The air was warm, the sky blue, the water refreshingly cold. Not the
coldest Canadian lake I’ve swum in, but my third of the summer. We were at Lake
Rosseau on a glorious autumnal day with, interspersed among the evergreens, The
Colours running riot – glorious riot; thousands of maple leaves turning yellow,
then amber, then as red as the one on the Canadian flag – by the shoreline.
This is the heart of Cottage Country, and we were staying with Allison’s aunt
and uncle who own a cottage mere yards from the shore of the lake. Before we’d
headed north, I’d declared that I would swim in every lake we stayed by, and by
diving into Lake Rosseau I’d made it three out of a possible three.
I swam out from the dock with a powerful front-crawl,
which quickly turned into a leisurely front-crawl as my generally sedentary
lifestyle kicked in. I switched to back-stroke, my strongest stroke, and then
the breast-stroke, my weakest. I tried to see how long I could hold my breath
under water, and lasted around five seconds at a generous estimate. I was on
holiday – swimming in a lake somewhere in Ontario, without a care in the world.

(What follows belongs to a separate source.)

Issue #750, opened 2021-09-10
Let the user know they can skip auth if they set a GITHUB_TOKEN


jpellizzari:
While watching a user use `wego` live, they kept having to run through the Github device flow. It might not be obvious to someone that they can skip that by setting a token in their environment.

As I made my way back to the dock, I could vaguely make
out the shapes of Allison and Uncle Bill standing on the dock. I assumed that
they were watching me, the only one who’d wanted to swim in the lake in late
September. I was wrong.
Allison called out: “Nick, there’s a loon!”
I know, I thought. We’d seen two of them, one in striking
summer plumage with black head, striped neck and chequered back, the other in drab
winter dark grey and white. Probably a pair, given that, like swans, loons mate
for life. They were a hundred or so yards away from us as I’d taken a running
dive off the dock. It may have been autumn, but these summer visitors were
going nowhere fast; loons are among the last birds to fly south for the winter.
“There’s two loons out on the lake,” Uncle Bill had quipped, “and a third one’s
about to join them.”
While I tried to splutter a response, Allison called out
again: “He’s right behind you!”
Eh?
Turning around, I beheld through my myopia a
dark-coloured, duck-like object heading straight for me. As it came closer, its
dagger-like beak and large head identified itself to me as one of the loons;
the winter-plumaged one, who’d evidently decided to see who else was swimming
in the lake.
There I was. Getting very close to nature – just a few feet from one of the great symbols of the Canadian wilderness. Swimming alongside
a bird for whom swimming is a way of life.
It didn’t end there. As I got out of the lake, the loon continued
along by the side of the dock. Mike, Uncle Bill’s neighbour, caught sight of
him as he sauntered over to wish us good morning. He too was taken aback.
“What’s this? You got a pet loon now, Bill?”
His surprise was understandable. Most birds, and this
includes loons, have a healthy wariness of people, an ancestral memory that even
from a distance these are predators, to be avoided at all costs. This loon,
however, didn’t seem that bothered. He (or she) continued to swim around in the
shallows for a few minutes before doing the unthinkable. It got out of the
water.
Collectively, we gasped.
Unless they’re nesting (and
even then they’re very close to the water’s edge), the only time loons get out
of the water is when they’re taking off. They don’t wander onto the land –
their legs are so far back that they can only walk with difficulty; indeed, the
bird’s very name is a reference to this fact. Yet here was a loon getting out
of the water, and in very close proximity to four people. Two of whom have
spent many summers by the shores of Canadian lakes and seen countless loons,
but never out of the water.
We concluded that it had to be ill, but close-up it
looked fairly alert, shuffling itself around so it could face the water as the
rest of the family came out to have a look while Uncle Bill went to report a
sick loon to the animal protection people.
The loon, who in close proximity appeared to be going
through the moulting process, was still there, not minding the cars whizzing past
on the nearby road, when we went out for a boat-ride several hours later. When
we came back, though, it had gone – according to Mike, the animal protection
people had not showed up, so it must have simply swum away.
PS: This blog-post was subsequently re-posted on the Nature Conservancy
of Canada’s ‘Land Lines’
blog, which has some incredible stories about the natural world in Canada.